Higher molecular weight sterically hindered phenols and process for their preparation.

Technical field

The invention relates to the field of chemistry of higher molecular weight sterically hindered phenols which can be used for the thermal or thermo-oxidative stabilization of various polymers and processes for their preparation.

BACKGROUND OF THE INVENTION

It is well known that sterically hindered phenols are very effective stabilizers of various polymers against thermal and thermo-oxidative degradation [J. Pospisil, Antioxidants, Academia Praha, 1968]. These compounds inhibit radical processes in polymers, thereby prolonging the life of the polymers. It is also well known that low molecular weight additives are often lost from polymers due to evaporation, sublimation, and extraction of additives from polymers [J. Luston, “Developments in Polymer Stabilization- 2”, Ed. G. Scott, Applied Science Publishers, London 1980, Understand. S], [N. C. Billingham, P. D. Calvert, “Developments in Polymer Stabilization - 3., Ed. G. Scott, Applied Science Publishers, London 1980, Understand. S], [N. C. Billingham, " Oxidation Inhibition in Organic Materials ", Vol. 2, Eds. J. Pospisil, P. P. Klemchuk, CRC Press, Boca Raton, 1990, p. 249]. Due to the physical loss of additives, the life of the polymers is reduced and this is the reason for the preparation and use of higher molecular weight stabilizers or polymer-bound stabilizers [J. A. Kuczkowski, J.G. Gillick, Rubber Chem. Technol. 57, 621 (1984)], [J. Pospisil “Oxidation Inhibition in Organic Materials”, Vol. 1, Eds. J. Pospisil, P. P. Klemchuk, CRC Press, Boca Raton, 1990, p. 193];

[J. Pospisil, Adv. in Polymer Science 101 _A Springer Verlag, Berlin 1991, p. 65]. Another advantage of higher molecular weight stabilizers is that because of their much lower solubility in conventional solvents, including water, their toxicity is usually much lower than those of lower molecular weight stabilizers.
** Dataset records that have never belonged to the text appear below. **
PR #169, opened 2024-04-17
coding/non-coding identity

jtdendunnen:
as discussed in HVNC meeting, there should be no difference in the description of this rule for coding and non-coding reference sequences


ifokkema (approved):

ifokkema:
@jfjlaros I believe this was the sentence that you mentioned, correct?

jfjlaros:
Indeed.

Additionally, instead of using "reference sequence", I would propose to use something like "transcript annotation", e.g.,  "it is **not** allowed to describe variants in nucleotides beyond the boundaries of the annotated transcript."

jfjlaros:
Indeed, it should never be allowed to address a coordinate outside of the reference sequence, regardless of the coordinate system used.

Perhaps we can make this a general remark and specifically mention the transcript boundaries in the "coding" and "noncoding" sections.

ahwagner (commented):
I'm not sure I follow this change; if we are disallowing representation of variants outside of a specified reference (which I think is a good thing), when would we use +/- syntax? I am assuming this is still intended to be used since it is not being removed in this PR.

Is there an associated discussion / issue thread to provide context for what this PR is addressing?

jfjlaros:
> when would we use +/- syntax?

When we use a genomic reference sequence.

For example, description [NG_012337.3(NM_003002.4):c.52+100del](https://mutalyzer.nl/normalizer/NG_012337.3(NM_003002.4):c.52+100del) is valid because position `c.52+100` indexes a `G` at position 5213 in the reference sequence of `NG_012337.3`.
On the other hand, description [NM_003002.4:c.52+100del](https://mutalyzer.nl/normalizer/NM_003002.4:c.52+100del) is invalid since `c.52+100` does not index anything in the reference sequence of `NM_003002.4`.

reece (approved):

docs/background/numbering.md
```diff
@@ -51,7 +51,7 @@ The latter format, `c.IVS2+2T>G` / `c.IVS2-1G>T`, has been retracted and **shoul
 
 - nucleotide numbering is `n.1`, `n.2`, `n.3`, ..., etc., from the first to the last nucleotide of the reference sequence.
 - nucleotides in introns are numbered as for coding DNA reference sequences [(see above)](#DNAc), although proceeded by `n.` (not `c.`).
-- it is **not** allowed to describe variants in nucleotides which are not covered by the transcript, using only a non-coding DNA reference sequence.
+- it is **not** allowed to describe variants in nucleotides beyond the boundaries of a reference sequence, using that reference sequence.
```
ahwagner, line 54: From 10/7/23 committee meeting: `that` should be updated to `the transcript` reference sequence. Should result in:

> it is **not** allowed to describe variants in nucleotides beyond the boundaries of a _transcript_ reference sequence, using _that transcript_ reference sequence

ahwagner (commented):
In addition to the specific requested change, it was noted that this edited text continues to conflict with other parts of the website, which should now be updated to match this.

docs/background/numbering.md
ifokkema: Fixed in ab8d640.

ifokkema:
> In addition to the specific requested change, it was noted that this edited text continues to conflict with other parts of the website, which should now be updated to match this.

Fixed in https://github.com/HGVSnomenclature/hgvs-nomenclature/commit/b167111. I will open a PR.

Issue #168, opened 2024-04-17
Create a new release, to update the "stable" tag.


ifokkema:
During our last HVNC meeting, we couldn't easily locate the updated figure on the numbering page. This is due to the site's `stable` tag linking to the latest version and not to the `main` branch. That is fine, but that means we need more frequent updates if we want our updates to reach the public sooner. It would be good to discuss when to release and which of us can do so. I'm fine with having a go at it, but I don't want to do so without discussing it first with @reece and @ahwagner.

reece:
@ifokkema Please see docs that I added in a PR. Want to try to release 21.0.3?

ifokkema:
@reece That worked great! Thanks for the guidance!

reece:
Terrific! Thanks for taking it on @ifokkema !

PR #172, opened 2024-07-07
remove commented call for members 

reece:
#166 commented out the call for new members. However, Read The Docs appear to not honor the comment notation and the call for new members remains (see https://hgvs-nomenclature.org/stable/). This PR removes the call entirely. (But it was a good idea, @ifokkema!).

### DIFF
--- a/docs/hvnc.md
+++ b/docs/hvnc.md
@@ -1,10 +1,5 @@
 # HGVS Variant Nomenclature Committee (HVNC)
 
-[//]: # (!!! note inline end "Join Us")
-[//]: # ()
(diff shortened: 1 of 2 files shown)


ifokkema:
Note that the /stable branch hasn't been updated in a long time. So the call remains simply because it's currently running [this version](https://github.com/HGVSnomenclature/hgvs-nomenclature/releases/tag/21.0.2).
See also https://github.com/HGVSnomenclature/hgvs-nomenclature/issues/168.
No worries, it confused us as well :sweat_smile:

reece:
Doh! You're right, of course. I knew about this behavior, but I didn't realize (or check) that we hadn't released a new version. 

I'll reply in #168 about the rest.

PR #176, opened 2024-08-12
Automate release notes

reece:
This PR streamlines the release flow by pulling the release notes from GitHub directly into the generated docs at build time. These notes obviate the release notes that were maintained manually in docs/versions/21.0.md. The release process docs (dev-docs/release-new-version.md) were updated appropriately.

## Advantages
- Simplicity: Release is as simple as using the github release process and the site will incorporate the notes automatically
- Consistency between github release notes and the versions page

## Disadvantages
- No mechanism to differentiate github release notes and site release notes
- Small possibility of build failures due to API failure (including API rate limits)
- Pages are regenerated for all versions on every build. (In practice, this is «1 sec) 

Most of these disadvantages can be overcome by creating and committing version page as before, and then making the page for only the most recent major.minor. 

Comparing 
https://hgvs-nomenclature.org/stable/versions/21.0/ and 
https://hgvs-nomenclature--176.org.readthedocs.build/176/versions/21.0/
shows that these pages are nearly identical with the exception of the admonition.


ifokkema (approved):
This is a great idea, and it works really well!

I managed to get the output exactly the way it was, and I fixed the release notes for 21.0.0, which were lost. If you don't like the way I did that, feel free to implement it differently. Otherwise, it's good to go!

reece:
Nice changes, @ifokkema .

I removed your inline 21.0.0 release notes and created a new 21.0.0. release in github. The output is essentially identical, but it means that users will also now see a 21.0.0 release in github and that the release notes work the same as the others. Thanks for catching that omission!

Since this is essentially a refinement on code that you already reviewed, I'm going to merge as-is.

ifokkema:
> I removed your inline 21.0.0 release notes and created a new 21.0.0. release in github.

Makes sense! I didn't realize it would nicely sort the way it does; I thought a new release would just get in the way. This is much better, indeed! Thanks!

Recently, methods for the synthesis of polymeric antioxidants or antioxidants with reactive groups have been published [D. Munteanu, C. Csunderlik, I. Tincul, J. Thermal Anal. 37 _Δ 411 (1991)]; [J. Munteanu, C. Csunderlik, Polym. Degrad. Stable. 34, ₂ 295 (1991)]; [JM Herdan, M Stan, M Giurginca, Polym. Degrad. Stable. 50 _and 59 (1995)]; [MA Tlenkopatchiev, E. Miranda, R. Gabino, T. Ogawa, Polym. Bull. 35,547 (1995)].
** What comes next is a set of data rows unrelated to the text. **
PR #181, opened 2024-09-25
Update HVNC members

ifokkema:
### Update HVNC members
- Remove members who recently left the HVNC; add them as past members.
- Add the new members to the table.

@reece @ahwagner @jfjlaros I messed up and pushed to `main` because I forgot to create a branch. Not sure why it let me push to `main`, though. It did give me a warning, but it continued anyway. I now put everything in a new branch, but I can't reset `main` as I can't force-push to it. So these changes are already in `main`, but by accident. I could commit a fix to `main`, removing the changes, or we can leave it, in case this PR is good to go anyway.

### DIFF
--- a/docs/hvnc.md
+++ b/docs/hvnc.md
@@ -18,15 +18,19 @@ The mission of the HVNC is to define the standard for the unambiguous descriptio
 
 The HVNC started in 2013, initiated by Global Variome (GV) / the Human Variome Project (HVP).
 
-| Name                         | Institution                                  |    Term     |
-| :----------------------------| :-----------------------------------         | :---------: |
-| Johan den Dunnen (chair)     | Leiden University Medical Center, Nederland  | 2013 - .... |
-| Marina DiStefano             | Broad Clinical Labs, United States           | 2022 - 2025 |
-| Ivo Fokkema                  | Leiden University Medical Center, Nederland  | 2023 - 2026 |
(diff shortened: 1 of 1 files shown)


reece:
Hi @ifokkema . Thanks for trying to clean this up. 

Since this is a small and uncontrovertial change, I'd just leave it as-is and not bother with an after-the-fact PR.

Code owners are permitted to bypass the requirement for a branch and PR. In GitHub, you'd get bright red buttons asking to confirm. There's no such thing with git, so it just pushes with a warning.

The cost of changing that setting is that everything and everyone would require a PR, which seemed pretty cumbersome to me.

reece:
P.S. You could revert commits with `git revert`, which just creates a patch in the opposite direction. That's better than force pushing.

Again, I think we should just let it be, so I'm going to close the PR. @ahwagner @jfjlaros, please reopen if you feel differently.

ahwagner:
Agree. Changes are non-controversial and fine to leave as-is. Arguably even minor changes are appropriate to make as PRs to allow for commentary for a few days, though agree that mandating review / approval for uncontroversial edits like this would be an unhelpful change in repo administration policy.

ifokkema:
Thanks, @reece, for the clarification and guidance on `git revert`. And thanks, @ahwagner, for putting that setting into perspective; it makes total sense. I guess I am less careful because sometimes I use `main` in projects I work on by myself. I should be able to create a git hook for this repo only that prohibits me from committing locally in `main`.

PR #184, opened 2024-10-07
2024-10-07 meeting updates

ifokkema:
### 2024-10-07 meeting updates
- Update the numbering page as discussed during today's meeting.
- Fixed error in an answer on the DNA substitution page. This was discussed in today's meeting. Using c. positions beyond the boundaries of the transcript reference sequence is not allowed when using only that transcript reference sequence, even though it's mentioned as a possibility in this answer. That is an error. However, today, we voted to allow using the c. coordinate system for intergenic positions as long as a genomic context was added. The answer has been corrected, and this new decision has been clarified.

### DIFF
--- a/docs/recommendations/DNA/substitution.md
+++ b/docs/recommendations/DNA/substitution.md
@@ -74,7 +74,7 @@ bin/pull-syntax -f docs/syntax.yaml dna.sub
     Describing the variant in relation to a coding DNA reference sequence is only possible when the nucleotide is included in this transcript reference sequence, or when a genomic sequence context is added.
     E.g., <code class="invalid">NM_004006.1:c.-128354C>T</code> or <code class="invalid">NM_000109.3:c.-401C>T</code> are invalid, because the positions `c.-128354` and `c.-401` are not included in the transcript reference sequences used.
     However, when adding in the context of a genomic reference sequence, this variant can be described as `NC_000023.10(NM_004006.1):c.-128354C>T` or `NC_000023.10(NM_000109.3):c.-401C>T`.
-    The variant can also be described using a genomic reference sequence containing the promoter region (for this variant e.g., `L01538.1:g.1407C>T`), but again this is not really informative.
+    The variant can also be described using a genomic reference sequence containing the promoter region (for this variant e.g., `L01538.1:g.1407C>T`).
     Although `NC_000023.10:g.33357783G>A` seems complex, it can be used in a genome browsers helping you to quickly zoom in on the region of interest.
 
 <a id="polymorphism"></a>
--- a/docs/recommendations/DNA/substitution.md
+++ b/docs/recommendations/DNA/substitution.md
@@ -70,8 +70,14 @@ bin/pull-syntax -f docs/syntax.yaml dna.sub
 
 !!! note "How should I describe a variant in the promoter region of a gene?"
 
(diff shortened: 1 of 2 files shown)


docs/recommendations/DNA/substitution.md
```diff
@@ -70,8 +70,14 @@ bin/pull-syntax -f docs/syntax.yaml dna.sub
...
-
+    It is recommended to describe variants in the promoter region of a gene based on a genomic reference sequence, e.g., `NC_000023.10:g.33357783G>A` (chrX, hg19).
+    Describing the variant in relation to a coding DNA reference sequence is only possible when the nucleotide is included in this transcript reference sequence, or when a genomic sequence context is added.
+    E.g., <code class="invalid">NM_004006.1:c.-128354C>T</code> or <code class="invalid">NM_000109.3:c.-401C>T</code> are invalid, because the positions `c.-128354` and `c.-401` are not included in the transcript reference sequences used.
+    However, when adding in the context of a genomic reference sequence, this variant can be described as `NC_000023.10(NM_004006.1):c.-128354C>T` or `NC_000023.10(NM_000109.3):c.-401C>T`.
+    The variant can also be described using a genomic reference sequence containing the promoter region (for this variant e.g., `L01538.1:g.1407C>T`), but again this is not really informative.
```
ahwagner, line 77: Suggest removing the exposition here.

```suggestion
    The variant can also be described using a genomic reference sequence containing the promoter region (for this variant e.g., `L01538.1:g.1407C>T`).
```

ahwagner (changes requested):
Mostly LGTM, one small edit requested.

docs/recommendations/DNA/substitution.md
ifokkema: Yeah, that makes sense; I'll add your correction.

docs/recommendations/DNA/substitution.md
```diff
@@ -70,8 +70,14 @@ bin/pull-syntax -f docs/syntax.yaml dna.sub
...
 
-    It is recommended to describe variants in the promoter region of a gene based on a genomic reference sequence, e.g., `NC_000023.10:g.33357783G>A` (chrX, hg19). Describing the variant in relation to a coding DNA reference sequence (for this variant `NM_004006.1:c.-128354C>T` or `NM_000109.3:c.-401C>T` is possible but not really very informative; you do not know how long the 5'UTR is. The variant can also be described using a genomic reference sequence containing the promoter region (for this variant e.g., `L01538.1:g.1407C>T`), but again this is not really informative. Although `NC_000023.10:g.33357783G>A` seems complex, it can be used in a genome browsers helping you to quickly zoom in on the region of interest.<a id="polymorphism"></a>
-
+    It is recommended to describe variants in the promoter region of a gene based on a genomic reference sequence, e.g., `NC_000023.10:g.33357783G>A` (chrX, hg19).
+    Describing the variant in relation to a coding DNA reference sequence is only possible when the nucleotide is included in this transcript reference sequence, or when a genomic sequence context is added.
```
jfjlaros, line 74: I am a bit late to the party, but we cannot say that a genomic sequence context was added. See discussion #182.

jfjlaros (commented):
I propose to rephrase or revert part of this merge until discussion #182 is settled.

docs/recommendations/DNA/substitution.md
ifokkema: > (...) but we cannot say that a genomic sequence context was added.

Why not? Both interpretations of NC(NM) add a genomic context.

jfjlaros: Only one does, the other one only operates within a genomic context (nothing is "added").

ifokkema: The context is added to the variant by the reference sequence... but if somehow that word doesn't work for you, we can use "used"?

jfjlaros: I would suggest: "[...] when a genomic sequence is used."

reece:
@jfjlaros : Since this has already been merged, would you please submit a new PR with the reversion and/or replacement text that you'd like to see?

jfjlaros:
Can do. Please see #203.

PR #188, opened 2024-10-18
Update contrib guide

ahwagner:
Adds text drafted by @marinadistefano and reviewed by HVNC.

### DIFF
--- a/docs/index.md
+++ b/docs/index.md
@@ -36,8 +36,8 @@ expedited response in relation to a clinical case, please indicate this in both
 the subject line and body of the email inquiry. We cannot guarantee that even
 clinical inquiries will be addressed outside of business hours or on weekends.
 
-You may also submit questions to our [GitHub repository Q&A board]
-(https://github.com/HGVSnomenclature/hgvs-nomenclature/discussions/new?category=q-a).
+You may also submit questions to our
+[GitHub repository Q&A board](<https://github.com/HGVSnomenclature/hgvs-nomenclature/discussions/new?category=q-a>).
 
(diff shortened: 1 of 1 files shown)


marinadistefano:
This looks good to me! Thanks @ahwagner

reece (approved):

ifokkema:
This also adds a reference to a method to ask us a question on GitHub:
> You may also submit questions to our
[GitHub repository Q&A board](<https://github.com/HGVSnomenclature/hgvs-nomenclature/discussions/new?category=q-a>).

Is it a good idea to offer multiple methods for this? Is one preferred over the other? Does the deadline that we set for ourselves also count for the GitHub method of asking us a question?

marinadistefano:
Yeah, I do have concerns about missing something that it on our GitHub Q&A board instead of via email.

reece:
Ah. FWIW, I read the PR as this already being approved by the HVNC so didn't comment.

If it's still up for discussion, then 1) I agree that we should drop the Q&A board, 2) I think the text about the mailing list usage, turn around time, etc. is far too long. (Preview at https://hgvs-nomenclature.org/main/).

I recommend:
- merging the first two paragraphs ("Join the..." and "Messages sent to...").
- dropping the entire "When members of the community..." paragraph
- dropping the Q&A board paragraph

Also, in a separate PR, I proposed to rename this section and add a new announcement-only group. See https://hgvs-nomenclature--191.org.readthedocs.build/191/.

reece:
Please continue the conversation on #194

PR #190, opened 2024-11-03
Fix mkdocs issues

reece:
This PR addresses several small mkdocs administrative shortcomings:

- logging wasn't working in hooks.py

2-Oxazolines allow a large number of reactions with different functional groups [W. Seeliger, Aufderhaar, Dieppers, Feinauer, Nehring, Thier, Hellmann,

in.

Angew. Chem., Int. Ed., 5,875 (1966)]; [J. A. Frump, Chem. Rev. 71, 483 (1971)]; [A. I. Meyers, E.D. Míhelich, Angew. Chem., Int. Ed., 15, 270 (1976)]; [M. Reuman, A.I. Meyers, Tetrahedron, 41, 837 (1985)]; [J. G. Gant, A.I. Meyers, Tetrahedron, 50,2297 (1994)]; [WITH. Kobayashi, T. Saegusa, “Ring Opening Polymerization”, Vol. 2, Eds. Ivin KJ, Saegusa T., Applied Science, London, 1984, p. 761]; [WITH. Kobayashi, Prog. Polym. Sci., 15,751 (1990)]; [K. Aoi, M. Okada, Prog. Polym. Sci., 21, 151 (1996)], which are potentially suitable for the synthesis of polymers and their modification. For example, Inata and Matsumura used various bis-2-oxazolines to increase the molecular weight of polyethylene terephthalate, which contained terminal carboxyl groups [H. Inata and S. Matsumura, J. Appl. Polym. Sci. 30,3325 (1985)]; [H. Inata and S. Matsumura, J. Appl. Polym. Sci. 32,5193 (1986)]; [H. Inata and S. Matsumura, J. Appl. Polym. Sci. 32,4581 (1986)]; [H. Inata and S. Matsumura, J. Appl. Polym. Sci. 33.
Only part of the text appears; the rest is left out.